What is Project Lecture AID?¶
After a long class, ever had to come back home and google everything you supposedly learnt from the lecture handout for that day’s class? Ever spend ~30-45 minutes just to search through google and compile a list of websites that explain what you need? And then a month later when midterms are around a corner, ever spend that same 30-45 minutes trying to find those websites again cause you forgot to bookmark them?
Project Lecture AID hopes to solve that hassle for you.

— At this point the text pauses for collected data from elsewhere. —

PR #2193, opened 2019-05-30
[commands] Allow multiple checks to be added at once.

Bluenix2:
This PR allows multiple checks to be added at once, making code a little bit more compact and pretty: 
```py
def check_if_it_is_me(ctx):
    return ctx.message.author.id == 85309593344815104

def check_if_in_discord_py(ctx):
    return ctx.message.guild.id == 336642139381301249

@bot.command()
@commands.check(check_if_it_is_me, check_if_in_discord_py)
async def only_for_me(ctx):
    await ctx.send('I know you are in the discord.py guild!')
```
It does this by turning the predicate argument into an argument list and iterating through it when adding the checks.

If have tested the code i have changed and adding mutliple checks works, adding just one works, and turning one into it's own decorator works. I have also updated the documentation and added an example that i have tested.

### DIFF
--- a/discord/ext/commands/core.py
+++ b/discord/ext/commands/core.py
@@ -1447,8 +1447,8 @@ def group(name=None, **attrs):
     attrs.setdefault('cls', Group)
     return command(name=name, **attrs)
 
-def check(predicate):
-    r"""A decorator that adds a check to the :class:`.Command` or its
+def check(*predicates):
+    r"""A decorator that adds a check or more to the :class:`.Command` or its
     subclasses. These checks could be accessed via :attr:`.Command.checks`.
 
     These checks should be predicates that take in a single parameter taking
@@ -1483,6 +1483,9 @@ def check(predicate):
     .. versionchanged:: 1.3
         The ``predicate`` attribute was added.
 
+    .. versionchanged:: 1.7
+        Allow several checks to be added at once.
+
     Examples
     ---------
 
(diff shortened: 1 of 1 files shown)


EEKIM10:
why not just have multiple decors?

BluePhoenixGame:
Well, why not just "compress" them into one line?

BluePhoenixGame:
Resolved conflicts with 77a0931

BluePhoenixGame:
Updated the versionchanged to 1.3.0 since pull request was never merged before the 1.2.0 release.

discord/ext/commands/core.py
```diff
@@ -1304,18 +1323,19 @@ async def only_me(ctx):
...
-                func.__commands_checks__ = []
+        for predicate in predicates:
+            if isinstance(func, Command):
+                func.checks.append(predicate)
+            else:
+                if not hasattr(func, '__commands_checks__'):
+                    func.__commands_checks__ = []
 
-            func.__commands_checks__.append(predicate)
+                func.__commands_checks__.append(predicate)
```
avayert, line 1338:
```py
if isinstance(func, Command):
    func.checks.extend(predicates)
else:
    if not hasattr(func, '__commands_checks__'):
        func.__commands_checks__ = []
    func.__commands_checks__.extend(predicates)
```
This removes a level of nesting and avoids repeated conditional calls

BluePhoenixGame: I see, great!

BluePhoenixGame:
Updated the versionchanged to the most recent upcoming update 1.3.4

Gobot1234:
Shouldn't it be 1.4 as 1.3.4 was just a bug hot fix?

Harmon758:
v1.3.4 was already released:
https://github.com/Rapptz/discord.py/releases/tag/v1.3.4
https://pypi.org/project/discord.py/1.3.4/
and yeah, this would almost certainly be part of a minor rather than patch version bump.

BluePhoenixGame:
My bad guys, sorry.

PR #2194, opened 2019-05-31
Rename invoke_without_command

BluePhoenixGame:
Renames `invoke_without_command` to `only_invoke_without_command`. This is as `invoke_without_command` makes it sound like parents of subcommands normally don't run without a subcommand which is not the case. This PR adds a `only` to the name of the parameter to ensure that anyone don't get the wrong idea and misunderstand while learning discord.py. The extra character length i get might be a problem. 

I have tested the code, and updated the documentation to reflect the changes. This PR is a breaking change though which i know is not preferable.

### DIFF
--- a/discord/ext/commands/core.py
+++ b/discord/ext/commands/core.py
@@ -1107,7 +1107,7 @@ class Group(GroupMixin, Command):
 
     Attributes
     -----------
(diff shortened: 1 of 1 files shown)


Rapptz:
This isn't gonna happen.

PR #2201, opened 2019-06-06
Add role cooldown bucket

BluePhoenixGame:
### Summary

This pull request adds another variable to the BucketType class. And modifies _bucket_key to  support that. Meaning that this pull request adds another cooldown bucket.

I chose to use top_tole as the role to use for the bucket. It wasn't possible to use all roles as the only way would be to return a tuple of all role IDs which would mean it would be a cooldown for every combination of roles so instead I chose the role that I feel mostly represents a members roles, the top role.

I have updated the documentation and tested my code. Also this pull request is not a breaking change but more of a new feature.


TAG-Epic:
Would be really useful

discord/ext/commands/cooldowns.py
```diff
@@ -127,6 +128,8 @@ def _bucket_key(self, msg):
             return ((msg.guild and msg.guild.id), msg.author.id)
         elif bucket_type is BucketType.category:
             return (msg.channel.category or msg.channel).id
+        elif bucket_type is BucketType.role:
+            return msg.author.top_role.id
```
Rapptz: This breaks when it's in a DM context.

For some reason so does the `BucketType.category` one. I must have missed that one during review.

BluePhoenixGame: Just want to know your thoughts on this, would checking if you're in a DM context and then returning the user id be a good fix for that bug?

Rapptz: Sure

BluePhoenixGame: Fixed with the latest commit 6c5fee0

PR #2205, opened 2019-06-08
Document command_prefix type

BluePhoenixGame:
### Summary
This pr documents what type the bots command_prefix should be. I didn't really know how to document a callable correctly but i looked at other documentation and i think i got it right. Let me know if i didn't.
### Checklist

- [ ] This PR fixes an issue.


Rapptz:
This type is incorrect. It's left out because the signature would be too complicated and would just be noise.

Issue #133, opened 2016-03-14
Expose metadata endpoints


khazhyk:
api/guilds/:id has metadata for servers (this seems to require you're joined to the server) (this also has full role info)
api/guilds/:id/members/:id can be used to get member metadata, this might be useful for non-ws usage of the lib. (this requires you are joined to the server)
api/guilds/:id/channels - useful for non-ws (requires you're joined to server)

/api/v6/users/@me/guilds - some others too

NCPlayz:
Although how old it is, it does affect #1822, so I thought of two ways this could be implemented (in rewrite).

## Implementation No. 1

```py
...
    async def get_guild(self, id, *, metadata=False):
        """Returns a :class:`Guild` with the given ID. If not found, returns None."""
        if metadata:
            data = await self.http.get_guild(id)
            return Guild(data=data, state=self._connection)
        return self._connection._get_guild(id)
```

This would allow the user to change between if they want to use the WS content, or the http request. The only problem with this is that it could induce a breaking change, since you would have to `await` them, which currently is not required.

## Implementation No. 2

```py
...
    async def get_guild_metadata(self, id):
        """Returns a :class:`Guild` with the given ID via the API. If not found, returns None."""
        data = await self.http.get_guild(id)
        return Guild(data=data, state=self._connection)
```

This would not be a breaking change, but it does mean that it would be longer to type, if that's a valid issue.

Both implementations use this in `discord.http.HTTPClient`:
```py
...
    def get_guild(self, guild_id):
        return self.request(Route('GET', '/guilds/{guild_id}', guild_id=guild_id))
```


Would any of these implementations be viable in your eyes, @Rapptz?

khazhyk:
Can we have a more obvious difference between get_ methods which touch
local cache vs get_ methods which cause an http request? (I guess that
would be a breaking change but 1.0 isn't out yet...) E.g. people get
confused that get_user_info is an http request, vs. get_user is cache, and
this would introduce a second case. Maybe fetch_ prefix or something...

NCPlayz:
You raise an interesting point, since they should be to avoid confusion. Using `get_` for a http request would definitely make sense since you are *literally* sending a `GET` request.
As you mentioned, discord.py 1.0.0 has not been released yet, which could mean that there's an excuse to change it now rather than after release. 
Although I am with you on this, I feel like changing how it is named would require *a lot* of changes (around 38 function name changes, and a possible more than 50 call changes based off what IntelliJ is telling me).

[...]

PR #2208, opened 2019-06-08
Implement `Guild.fetch_roles`

NCPlayz:
### Summary

This implements yet another endpoint listed in #133, `/guilds/:id/roles`, in the form of `Guild.fetch_roles`. There are two reasons for why this is not an iterator:

- There can only be a finite amount of roles per guild.
- There are no parameters available for the endpoint.

However, I am willing to add any parameters to the function, since I planned to be able to reverse it but I wasn't too sure about it.

### Checklist

- [ ] This PR fixes an issue.

### DIFF
--- a/discord/guild.py
+++ b/discord/guild.py
@@ -1469,6 +1469,30 @@ class Guild(Hashable):
         data = await self._state.http.create_custom_emoji(self.id, name, img, roles=roles, reason=reason)
         return self._state.store_emoji(self, data)
 
+    async def fetch_roles(self):
+        """|coro|
+
+        Retrieves all :class:`Role` that the guild has.
+
+        .. note::
+
+            This method is an API call. For general usage, consider :attr:`roles` instead.
+
+        .. versionadded:: 1.3.0
+
+        Raises
+        -------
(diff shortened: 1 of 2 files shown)


discord/guild.py
```diff
@@ -1469,6 +1469,31 @@ def convert(d):
...
+    async def fetch_roles(self):
+        """|coro|
+
+        Retrieves all :class:`Role` that the guild has.
+
+        .. note::
+
+            This method is an API call. For general usage, consider :attr:`roles` instead.
+
+        .. versionadded:: 1.2.0
```
Rapptz:
```suggestion
        .. versionadded:: 1.3.0
```

discord/guild.py
```diff
@@ -1469,6 +1469,31 @@ def convert(d):
...
+        HTTPException
+            Retrieving the roles failed.
+
+        Returns
+        -------
+        List[:class:`Role`]
+            All roles in the guild.
+        """
+        data = await self._state.http.get_roles(self.id)
+
```
Rapptz:
```suggestion
```

PR #2209, opened 2019-06-09
Update docs to note Enum derivation change

Tobotimus:
### Summary

The docs previously stated that all enumerations derived from `enums.Enum`. I've updated the docs to state this isn't technically true.

### Checklist

- [x] I have updated documentation.


BluePhoenixGame:
Yeah, that is needed.

PR #2218, opened 2019-06-13
catch asyncio.CancelledError in 3.8 when calling fut.exception() on a Task object

bmintz:
In python 3.8, asyncio.CancelledError is a subclass of BaseException rather than Exception,
so `except Exception:` will not swallow CancelledError. This change prevents an error in 3.8 from being printed
to the console when the following is run:

```
async with ctx.typing():
	pass
```

### Checklist

- [x] This PR fixes an issue.

### DIFF
--- a/discord/context_managers.py
+++ b/discord/context_managers.py
@@ -30,7 +30,7 @@ def _typing_done_callback(fut):
     # just retrieve any exception and call it a day
     try:
         fut.exception()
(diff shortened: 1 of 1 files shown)


xoxfaby:
https://bugs.python.org/issue32528

Makes sense to me, this change is definitely needed for 3.8 compatibility.

PR #2219, opened 2019-06-13
Option to disable message cache

JellyWX:
### Summary

Message caching is not a feature required by all bots. This PR adds an option to the client that disables message caching within the connection state.

Extended: increase the options for 'pickiness' regarding caching, including options for which attributes should be stored.

### Checklist

- [ ] This PR fixes an issue.

I'm unsure if forced message caching is something enforced by Discord, but [Serenity](https://github.com/serenity-rs/serenity) has all caching as optional and for a bot of mine the cache goes completely unused :woman_shrugging:


Vexs:
There isn't really much reason to disable it completely- it already has comparatively little ram usage, the member/roles/user caches are generally many times larger. It can also be set to 100, which will make it's usage almost null by comparison.

Implementation wise, makes more sense to me to just reduce the minimum to zero, or replace the cache deque with a null iterator.

JellyWX:
Okay- just ran some calculations and I predict the message cache in the most ideal situation is ~1% of the total memory usage.

Even if disabling it isn't an option, I still think having the minimum bound is a little unnecessary- people should be able to set the cache to whatever length they want (minimum bound is currently 100).

And your points on implementation are far superior to my actual implementation. I'll consider this in my fork

Rapptz:
Hello.

I don't really like the implementation of this PR in terms of performance and I also don't like how it's crept in scope with other things that I definitely do not agree with on principle.

PR #2222, opened 2019-06-15
Add class `Setup` and function `setup`

sizumita:
You can add cog without function `setup(bot)` like this:
```py
@commands.setup
class TestCog(commands.Cog):
    def __init__(self, bot):
        self.bot = bot
```

### Summary

In this pull request, you don't have to write function `setup`.

### Checklist

- [ ] This PR fixes an issue.

### DIFF
--- a/discord/ext/commands/__init__.py
+++ b/discord/ext/commands/__init__.py
@@ -10,7 +10,7 @@ An extension module to facilitate creation of bot commands.
 :license: MIT, see LICENSE for more details.
 """
 
-from .bot import Bot, AutoShardedBot, when_mentioned, when_mentioned_or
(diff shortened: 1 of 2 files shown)


ShineyDev:
i have a strong feeling this won't work correctly if there are multiple cogs in the extension. on top of this i don't know if it'll be taken in at all since it's another breaking change.

for these reasons i disapprove.

MusicOnline:
Extensions aren't only for cogs. I have a `help.py` extension which loads a custom `HelpCommand` in setup. In teardown, it will reload the original `DefaultHelpCommand`. This PR does not consider when extensions do not want to load a cog or when extensions want to other setup work before and after adding the cog.

sizumita:
I did't think multiple cogs. Thanks.

PR #2223, opened 2019-06-15
Added default_setup parameter to load_extension

OrangutanGaming:
### Summary

Adds `default_setup` parameter to `load_extension` and the other relavent methods.

### Checklist

- [ ] This PR fixes an issue.

### DIFF
--- a/discord/ext/commands/bot.py
+++ b/discord/ext/commands/bot.py
@@ -568,13 +568,21 @@ class BotBase(GroupMixin):
                 if _is_submodule(name, module):
                     del sys.modules[module]
 
-    def _load_from_module_spec(self, lib, key):
+    def _load_from_module_spec(self, lib, key, default):
         # precondition: key not in self.__extensions
         try:
             setup = getattr(lib, 'setup')
         except AttributeError:
-            del sys.modules[key]
-            raise errors.NoEntryPointError(key)
+            if not default:
+                del sys.modules[key]
+                raise errors.NoEntryPointError(key)
+            else:
+                def setup(bot):
+                    for var_name in dir(lib):
+                        var = getattr(lib, var_name)
+                        if (inspect.isclass(var) and issubclass(var, Cog) and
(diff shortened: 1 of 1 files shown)


OrangutanGaming:
Could also pass if the variable starts with `__`, wasn't 100% sure if that's needed.

Hornwitser:
What is the rationale behind this?  How would you use this?  Have you considered any alternatives to this?

OrangutanGaming:
It's based off #2222 and I realised that since practically everyone uses the same code anyway, why even have people do it when it can be done by the library.
If you have lots of cogs in one file or just want a cleaner file, this would provide a way to have the library deal with it instead, so you would just not define a `setup` and set the `kwarg` to True.
Comparing it to some of the other ideas suggested in the discord, I think this is one of the best ways this idea could be implemented.

Hornwitser:
I still do not understand how you're supposed to use this.

OrangutanGaming:
You use `bot.load_extension('cog', default_setup=True)`, and if the extension does not have a `setup` defined, it will make one for you

Hornwitser:
You didn't actually test this did you?  Your setup function looks for an instance of `Cog` (or any subclasses of it), not a class itself, and then treats it like it was a cog class.

Hornwitser:
My main objection to this is that it's unnecessary troublesome magic.  What you save is approximately 2 lines of code per extension.  But what you get is poorly behaving magic, where the right behavior is difficult to even imagine.  Consider a cog implementation that uses a base class, will the base class be included?  What if you have an extension with multiple cogs imported from separate files?  What if you don't find any cogs, do you ignore that or error out?

Rapptz:
This type of functionality is not one I ever want to propagate.

The idea that a cog is equivalent of a lazy extension is one that I go out of my way to dispel not one that I want to propagate. For this reason any PR offering shortcuts that blur the line between them even more is not one I want to accept.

Upload your lecture pdf to our user based terminal menu, and Lecture AID will extract the text, process it, and search the internet for key topics from that lecture. Once it finds relevant results, Lecture AID opens up a browser window with a list of questions relevant to your topic, and website links that should answer said questions, and also a wordcloud that highlights key words in the lecture.
Technologies Used¶
Text Extraction from pdfs was done with the help of PyMuPDF. Documentation can be viewed here: https://pymupdf.readthedocs.io/en/latest/
Word Processing Logic was done with the help of Spacy. Documentation can be viewed here: https://spacy.io/api/doc
Requirements¶
Python (atleast 3.8) and pip
Microsoft Visual C++ Build tools: https://visualstudio.microsoft.com/visual-cpp-build-tools/
Using pip install
google-api-python-client, version 2.22.0
people_also_ask, version 0.0.6
spacy, version 3.1.2 or greater
spacy-legacy, version 3.0.8
en_core_web_lg-3.1.0
pyfiglet, version 0.8.post1
PyMuPDF, version 1.18.19
wordcloud, version 1.8.1
matplotlib, version 3.4.3
Setup¶
run pip install -r requirements.txt
this installs all of the required python libraries
How to run¶
User uploads the lecture pdf through the terminal menu, Lecture Aid process the pdf and provides relevant results in questions and answers format through a browser window.
Step 1: User Terminal Menu: (python code/user_cli.py)
Step 2: Press 1 to enter a pdf. Enter the path of the PDF to be uploaded, ( Upload any lecture PDF with relevant contents )
Step 3: Browser Window displaying the search results and word cloud for the pdf uploaded.
Troubleshooting¶
When running the code/tests, I’m getting a no such module named code error? - Try prefixing the command with python -m, for example, python -m pytest
When I try to run pip install, I’m getting an error for wordcloud relating to Microsoft C++? - Microsoft C++ build tools are needed to generate the wordcloud. See the requirements section for the download link.
Future work¶
Build a website for a GUI interface for the user Our project is currently using a command line interface to get input, and output a .html file. A roadmap item would be to implement a website instead. This way the user would open up the Lecture Aid website, be able to add a file to the website, and click a button to process the file. Then, the website would display the results (wordcloud and question and answers). This will make it easier for users to use the project, without having to download/execute code locally.
Support for additional file types Currently the project supports only PDF format for the uploaded files. In future other formats such as .ppt, .doc should be supported
Increase the concurrency efficiency Currently, we are using the maximum number of threads (10) for running search queries, but could still be room for improvement using other multithreading/multiprocessing tools.
Improve Word Extraction Logic Currently Spacy is being used to extract noun phrases from each slide/page of the document. Then the high frequency noun phrases are calculated and used in the final search query. However this causes an issue when every slide has the document’s author name and email address listed. The author name is considered as a noun phrase, and since it appears on every slide has a high frequency, and thus appears on the final search query.
Save favourite links to bookmarks A button can be added beside each link in the results to save those links to browser bookmarks.
Build a browser extension Build a browser extension which lets the user to select text from a webpage and send a request to the application and get the links of pdf webpages.